Disclaimer: siguen sin pertenecerme los personajes.
Nota: Gracias por sus comentarios n_n eee aquí la continuación espero y les agrade.
Fiebre Loca.
Capitulo 4. El muñeco que cobro Vida.
– Enseguida vamos – le aseguraba Cyborg a Raven por el comunicador.
– No, yo iré ustedes amarren a Robin y cuídenlo, yo iré a salvar a Raven y les explicare que fue lo que paso – explicaba Starfire mientras salía por la puerta, los demás titanes asintieron mientras se quedaban preguntando de el porque su compañera se había metido en semejante problema.

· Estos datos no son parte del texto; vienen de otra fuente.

PR #913, opened 2019-12-10
feat: decode uri path components correctly

### LINKED ISSUE #398: GenericUrl converts plus sign into space within URI path component

codyoss:
The old implementation was incorrectly treating '+' as a space. Now
the only things that get decoded in the path are uri escaped sequences.

Fixes #398

### DIFF
--- a/google-http-client/src/main/java/com/google/api/client/http/GenericUrl.java
+++ b/google-http-client/src/main/java/com/google/api/client/http/GenericUrl.java
@@ -81,10 +81,10 @@ public class GenericUrl extends GenericData {
   private String fragment;
 
   /**
-    * If true, the URL string originally given is used as is (without encoding, decoding and
-    * escaping) whenever referenced; otherwise, part of the URL string may be encoded or decoded as
-    * deemed appropriate or necessary.
-    */
+   * If true, the URL string originally given is used as is (without encoding, decoding and
+   * escaping) whenever referenced; otherwise, part of the URL string may be encoded or decoded as
+   * deemed appropriate or necessary.
+   */
   private boolean verbatim;
 
   public GenericUrl() {}
@@ -112,19 +112,19 @@ public class GenericUrl extends GenericData {
   /**
    * Constructs from an encoded URL.
    *
-   * <p>Any known query parameters with pre-defined fields as data keys are parsed based on
-   * their data type. Any unrecognized query parameter are always parsed as a string.
+   * <p>Any known query parameters with pre-defined fields as data keys are parsed based on their
+   * data type. Any unrecognized query parameter are always parsed as a string.
    *
    * <p>Any {@link MalformedURLException} is wrapped in an {@link IllegalArgumentException}.
    *
    * @param encodedUrl encoded URL, including any existing query parameters that should be parsed
-   * @param verbatim flag, to specify if URL should be used as is (without encoding, decoding and escaping)
+   * @param verbatim flag, to specify if URL should be used as is (without encoding, decoding and
+   *     escaping)
    * @throws IllegalArgumentException if URL has a syntax error
    */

Sin embargo, media hora después...
– Chicos, ay un pequeño problema – susurraba Starfire por comunicador mientras fulminaba a Raven con la mirada.

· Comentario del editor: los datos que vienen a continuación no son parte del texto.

PR #916, opened 2019-12-16
fix: use random UUID for multipart boundary delimiter

### LINKED ISSUE #909: MultipartContent class uses the same simple string as the default boundary
`com.google.api.client.http.MultipartContent` class by default uses constant '`__END_OF_PART__`'  string as the boundary (part delimiter).
It will cause problem if the data to be transfered includes this string. Such problems could be really hard to investigate.
Example of such problem:
https://github.com/googleapis/google-cloud-java/issues/6386

The  class also provides `setBoundary(String)` method to alter the default boundary, but this method is not accessible from the other project.

dmitry-fa:
Fixes #909 
Fixes https://github.com/googleapis/google-cloud-java/issues/6386

### DIFF
--- a/google-http-client/src/main/java/com/google/api/client/http/MultipartContent.java
+++ b/google-http-client/src/main/java/com/google/api/client/http/MultipartContent.java
@@ -31,7 +31,7 @@ import java.util.Collections;
  * and <a href="http://tools.ietf.org/html/rfc1521#section-7.2.2">RFC 2046: Multipurpose Internet
  * Mail Extensions: The Multipart/mixed (primary) subtype</a>.
  *
- * <p>By default the media type is {@code "multipart/related; boundary=__END_OF_PART__"}, but this
+ * <p>By default the media type is {@code "multipart/related; boundary=__END_OF_PART__<random UUID>__"}, but this
  * may be customized by calling {@link #setMediaType(HttpMediaType)}, {@link #getMediaType()}, or
  * {@link #setBoundary(String)}.
  *
@@ -47,10 +47,14 @@ public class MultipartContent extends AbstractHttpContent {
   private static final String TWO_DASHES = "--";
 
   /** Parts of the HTTP multipart request. */
-  private ArrayList<Part> parts = new ArrayList<Part>();
+  private ArrayList<Part> parts = new ArrayList<>();
 
   public MultipartContent() {
-    super(new HttpMediaType("multipart/related").setParameter("boundary", "__END_OF_PART__"));
+    this("__END_OF_PART__" + java.util.UUID.randomUUID().toString() + "__");
+  }
+
+  public MultipartContent(String boundary) {
+    super(new HttpMediaType("multipart/related").setParameter("boundary", boundary));
   }
 
   public void writeTo(OutputStream out) throws IOException {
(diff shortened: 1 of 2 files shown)


google-http-client/src/main/java/com/google/api/client/http/MultipartContent.java
```diff
@@ -47,10 +47,14 @@
   private static final String TWO_DASHES = "--";
 
   /** Parts of the HTTP multipart request. */
-  private ArrayList<Part> parts = new ArrayList<Part>();
+  private ArrayList<Part> parts = new ArrayList<>();
 
   public MultipartContent() {
-    super(new HttpMediaType("multipart/related").setParameter("boundary", "__END_OF_PART__"));
+    this("__END_OF_PART__" + java.util.UUID.randomUUID().toString() + "__");
```
elharo: Is there a reason not to import java.util.UUID? e.g a conflict with a similarly named class?

google-http-client/src/test/java/com/google/api/client/http/MultipartContentTest.java
```diff
@@ -26,55 +26,76 @@
...
+    assertTrue(boundaryString.startsWith(BOUNDARY));
+    assertTrue(boundaryString.endsWith("__"));
+    assertEquals("multipart/related; boundary=" + boundaryString, content.getType());
+
+    final String[][] VALUES = new String[][] {
+            {"Hello world", "text/plain"},
+            {"<xml>Hi</xml>", "application/xml"},
+            {"{x:1,y:2}", "application/json"}
+    };
+    StringBuilder expectedContentSB = new StringBuilder();
```
elharo: no abbreviations per google style, but simply "expectedContent" or even just expected is fine.

google-http-client/src/test/java/com/google/api/client/http/MultipartContentTest.java
```diff
@@ -26,55 +26,76 @@
...
+      expectedContentSB.append("--").append(boundaryString).append(CRLF)
+              .append(headers(contentType, contentValue)).append(CRLF)
+              .append(contentValue).append(CRLF);
+    }
+    expectedContentSB.append("--").append(boundaryString).append("--").append(CRLF);
+    // write to string
+    ByteArrayOutputStream out = new ByteArrayOutputStream();
+    content.writeTo(out);
+    String expectedContent = expectedContentSB.toString();
+    assertEquals(expectedContent, out.toString());
```
elharo: out.toString needs to specify a locale

google-http-client/src/main/java/com/google/api/client/http/MultipartContent.java
dmitry-fa: fixed.

google-http-client/src/test/java/com/google/api/client/http/MultipartContentTest.java
dmitry-fa: expectedContent is used later. renamed to expectedStringBuilder

google-http-client/src/test/java/com/google/api/client/http/MultipartContentTest.java
dmitry-fa: fixed in two places. Thanks for catching that.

– ¿Cuál? – preguntaba Cyborg.
– Estoy encerrada en la cárcel también por culpa de Raven... – decía enfadada mientras suspiraba con pesadez.
– ¿De verdad, qué ocurrió? – inquiría Cyborg.
– Luego te explico ahora por favor ¡sácanos de aquí! – exclamaba Starfire demasiado angustiada.
– Quiero a Yuki... – susurraba tristemente Raven
– Quiero salir – agregaba Starfire
– ¡Hey!, Oprah y Lindsay son mías y nada mas mías, yo soy Robin y debo protegerlas tantarán súper am... ¡yo! – gritaba el loco de el Líder quitándole el comunicador a Cyborg.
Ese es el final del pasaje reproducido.